Issue #643, opened 2023-12-01
Link to raw YAML in API docs


plumbis:
### What's Missing?

The API docs should have a link to the original YAML file.

PR #656, opened 2023-12-12
Add download YAML and back to top buttons

### LINKED ISSUE #644: Collapse API docs
### What's Missing?
The API docs should have a way to collapse back to the parent when you're at the bottom of a large output

plumbis:
Adds a 'back to top' button at the bottom of a CRD and a 'download YAML' link. Resolves #644 and #643

Also upgrades bootstrap to v5.3 to get new functionality required for this change.


jeanduplessis (approved):
@plumbis I assume we deliberately don't have this functionality on mobile - which I am okay with.

plumbis:
That's correct. Lots of data here makes it hard to add more features to mobile view so I assumed most wouldn't want to view the raw YAML (or they can switch to desktop view)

Instructions to follow: Your answer must consist only of the lines from the one with "### LINKED ISSUE #644: Collapse API docs" through the final line of the entries, each retyped exactly.

Exercise response:
### LINKED ISSUE #644: Collapse API docs
### What's Missing?
The API docs should have a way to collapse back to the parent when you're at the bottom of a large output

plumbis:
Adds a 'back to top' button at the bottom of a CRD and a 'download YAML' link. Resolves #644 and #643

Also upgrades bootstrap to v5.3 to get new functionality required for this change.


jeanduplessis (approved):
@plumbis I assume we deliberately don't have this functionality on mobile - which I am okay with.

plumbis:
That's correct. Lots of data here makes it hard to add more features to mobile view so I assumed most wouldn't want to view the raw YAML (or they can switch to desktop view)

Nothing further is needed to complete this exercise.